Одетый в рубашку из батика с узором из серебряных листьев доктор Муниренкатаппа Санджаппа сидел за своим столом. На стене висела потрепанная гравюра, изображавшая Уильяма Роксбурга, управляющего садами с 1793 по 1813 год. Я читала восторженные письма Роксбурга об экспериментах с индиго и кошенилью и была рада узнать, как он выглядел: маленький человечек с проницательным лицом и яркими глазами, который, хотя и был одет в душный галстук и георгианский сюртук, выглядел так, словно был бы намного счастливее в рубашке садовника. Доктор Санджаппа сказал, что Роксбург является своего рода героем Ботанического сада – он сделал много хорошего для индийской ботанической истории, в частности, заказал в 1780-х годах три тысячи изображений местных растений.
«Было бы удивительно, если бы эти картины уцелели», – подумала я. «О да, у нас есть они все – тридцать пять томов», – сказал Санджаппа и отослал коллегу в архив. Мужчина вернулся с восьмым томом, в котором была глава с описанием индиго. Когда я открыла ее, кожаный переплет выпал из моих рук, и я обнаружила, что смотрю на двухсотдвадцатилетние изображения двадцати трех разновидностей Indigofera. Я уже видела изображения индиго в книгах, но только в этот момент мне стало понятно, насколько разнообразным может быть этот вид растений. Там была моя старая знакомая Indigofera tinctoria – главный коммерческий вид как в Ост-, так и в Вест-Индии, и которую я все еще не увидела, так сказать, во плоти, а рядом с ней была изображена очень удачно названная Indigofera flaccida с ее гибкими листьями. Следующая страница была посвящена Indigofera hirsuta с ее крошечной синей бородкой, а также моему новому любимцу – purpurescens – с его изобилием великолепных пурпурных цветков, охраняемыми батальонами круглых листьев, рядами вытянувшихся вдоль стебля. Краски почти не выцвели за два столетия, хотя, к сожалению, бумага уже давно начала свой путь к разложению в условиях тропической влажности.
«Некоторые люди считают, что tinctoria лучше всего подходит для окрашивания, – сказал доктор Санджаппа. – Но Роксбург всегда говорил, что в coerulia больше синей краски. Это название означает „небо”». Доктор рассказал мне, что Indigoferas могут расти где угодно, от самых жарких пустынь до самых высоких гор, и что существует несколько сотен видов этого растения. «По большей части это кустарники», – сказал он. Но, хотя ни одно из них не дотягивалось до купола собора, как я представляла себе в детстве, одна разновидность могла вырастать на три метра или даже больше, если у нее появлялась такая возможность. Еще одна общая черта Indigoferas, не считая смутного голубоватого тона, состояла в наличии крошечных двойных волосков, которые под увеличительным стеклом выглядели как летящие чайки.
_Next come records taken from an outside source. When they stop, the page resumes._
Issue #351, opened 2022-02-06
ConvexYieldWrapper: Add vault doesn't have a collateral check


iamsahu:
## Problem
Right now a vault belonging to a user could be added whether it is for the same convex collateral or something else
## Proposed fix
Add a check to verify if the vault being added is for the same collateral

Sabnock01:
Should this issue not be closed as it appears to be fixed by PR #352 ?

PR #352, opened 2022-02-06
Prevent vault of different collateral to be added

iamsahu:
Fix for #351 

## Details
A check was added in the `addVault` function to prevent a vault for a different ilk to be added

## Tests
A test was added in the `092_convex_wrapper` to check if the vault addition fails if a different vault is added.


alcueca:
Something seems off with the single quotes and the TODOs, would you check you branched off the latest code?

test/092_convex_wrapper.ts
```diff
@@ -304,4 +304,19 @@ describe('Convex Wrapper', async function () {
...
+    var join = await ladle.joins(CVX3CRV)
+    await convexWrapper.point(join)
+    // Batch action to build a vault & add it to the wrapper
+    const addVaultCall = convexLadleModule.interface.encodeFunctionData('addVault', [
+      convexWrapper.address,
+      '0x000000000000000000000000',
+    ])
+    await expect(
+      ladle.batch([ladle.buildAction(seriesId, USDC), ladle.moduleCallAction(convexLadleModule.address, addVaultCall)])
+    ).to.be.revertedWith('revert Vault is for different ilk')
```
alcueca, line 320: The error message is different:
"Vault is for different ilk"
'revert Vault is for different ilk'

Is this test ok?

alcueca (commented):
Looks good, but I'm concerned on the test giving a false positive. Would you please check?

test/092_convex_wrapper.ts
iamsahu: Really strange that it is passing. Let me investigate.

iamsahu: The above test is failing locally. After changing the message to reflect what is in the contract is making it pass.

alcueca (approved):
It's concerning that our CI doesn't catch all test errors, though :/

Maybe moving to foundry would fix this.

Issue #354, opened 2022-02-06
ConvexYieldWrapper: wrap function could be exploited `wrap` tokens & send it to a desired address


iamsahu:
## Goal
Remove exploitation possible on `wrap`.
## Proposed fix
Remove the `to` address from the `wrap` function and send it always to the `join`

PR #355, opened 2022-02-06
Removed to from `wrap` in ConvexYieldWrapper

iamsahu:
Fix for issue #354 

## Details
Modified the wrap function to always send the wrapped token to the `join`


alcueca (approved):
:+1:

PR #356, opened 2022-02-07
Fix multiple small issues

iamsahu:
Fixed the following issues from the code4rena findings.
- https://github.com/code-423n4/2022-01-yield-findings/issues/8
- https://github.com/code-423n4/2022-01-yield-findings/issues/33
- https://github.com/code-423n4/2022-01-yield-findings/issues/43
- https://github.com/code-423n4/2022-01-yield-findings/issues/49
- https://github.com/code-423n4/2022-01-yield-findings/issues/54
- https://github.com/code-423n4/2022-01-yield-findings/issues/62
- https://github.com/code-423n4/2022-01-yield-findings/issues/113
- https://github.com/code-423n4/2022-01-yield-findings/issues/63


contracts/utils/convex/ConvexYieldWrapper.sol
```diff
@@ -159,6 +158,7 @@ contract ConvexYieldWrapper is ConvexStakingWrapper {
         address destination_
     ) external auth {
         require(amount_ != 0, "amount is 0");
+        require(token_ != convexToken, "cannot withdraw wrappable token");
```
alcueca, line 161: I'm not so sure anymore about this one. If the wrapper is not expected to hold any tokens, except received rewards, then we wouldn't need this. Let's discuss.

alcueca (commented):
On thing to discuss.

contracts/utils/convex/ConvexYieldWrapper.sol
iamsahu: You are right. Changing this.

iamsahu: Do you think we should add a protection to prevent the protocol from transferring the wrapped token.
For eg: The liquidator would be transferring the token to the contract & then call unwrap to get the asset. It might be the case that this gets executed in 2 single transaction which theoretically gives protocol a window of opportunity to exploit and claim the token.

alcueca: No liquidator would do that. I think we can just assume that wrapper tokens should never be left in the contract, as we do with the rest of the protocol.

alcueca (approved):
Thanks

PR #357, opened 2022-02-07
Fix to optimize `addVault` & `removeVault` code in ConvexYieldWrapper

iamsahu:
Fixes for:
- https://github.com/code-423n4/2022-01-yield-findings/issues/111
- https://github.com/code-423n4/2022-01-yield-findings/issues/107


alcueca (approved):
Looks good to me :+1:

PR #359, opened 2022-02-07
Optimized `_peek` to save gas in `Cvx3CrvOracle`

iamsahu:
Fix the issue [70](https://github.com/code-423n4/2022-01-yield-findings/issues/70)
Also, renamed test file from `018_oracles_convex` to `020_oracles_convex`.


alcueca (approved):
LGTM :+1:

PR #361, opened 2022-02-08
Fix: composite oracle updateTime bug

### LINKED ISSUE #360: fix: compositeOracle returns 0 for updateTime
Due to an error in the logic for `peek()`, `get()` and `_peek()` this oracle always returns 0 for updateTime.

The proposed fix is to initialize `updateTime` to type(uint256).max and then revert if updateTime is not <= block.timestamp

devtooligan:
closes #360


contracts/oracles/composite/CompositeMultiOracle.sol
```diff
@@ -31,74 +35,119 @@ contract CompositeMultiOracle is IOracle, AccessControl {
...
-    {
-        bytes6[] memory reverse = new bytes6[](path.length);
+    /// @notice Set or reset an price path and its reverse path
+    /// @param base Id of base token
+    /// @param quote Id of quote token
+    /// @param path Path from base to quote
+    function setPath(
+        bytes6 base,
+        bytes6 quote,
+        bytes6[] memory path
```
alcueca, line 45: Should this be `calldata`? Or not because we are assigning it to `paths[base][quote]` below?

contracts/oracles/composite/CompositeMultiOracle.sol
```diff
@@ -31,74 +35,119 @@ contract CompositeMultiOracle is IOracle, AccessControl {
...
+    ) external auth {
+        uint256 pathLength = path.length;
+        bytes6[] memory reverse = new bytes6[](pathLength);
         bytes6 base_ = base;
-        for (uint256 p = 0; p < path.length; p++) {
-            require (sources[base_][path[p]] != IOracle(address(0)), "Source not found");
-            base_ = path[p];
-            reverse[path.length - (p + 1)] = base_;
+        unchecked {
+            for (uint256 p = 0; p < pathLength; ++p) {
```
alcueca, line 51:
```suggestion
            for (uint256 p; p < pathLength; ++p) {
```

Доктор Санджаппа, казалось, обладал необычайно обширными знаниями в этой области, огромными даже для директора самого важного собрания растений страны. Индиго был предметом его докторской диссертации, объяснил он, и, хотя его работа теперь включала многое другое, его до сих пор привлекал этот вид растений. «Из шестидесяти двух сортов индиго, растущих в Индии, я собрал пятьдесят восемь», – сказал доктор. Среди них он обнаружил шесть неизвестных ранее, назвав почти все в честь окружающей среды, где они росли, хотя один вид – Indigofera sesquipedalis – был назван наполовину шутливо, потому что его листья были длиной в полфута (около 15 см), и доктору Санджаппа понравилось обозначающее это латинское слово. Он рассказывал мне, как во время одной гималайской экспедиции в поисках индиго он и еще трое сотрудников разбили лагерь на высоте пять километров и поднимались в разреженном воздухе еще на километр выше каждый день в течение сорока дней – настолько сильным было их желание пополнить коллекцию растений.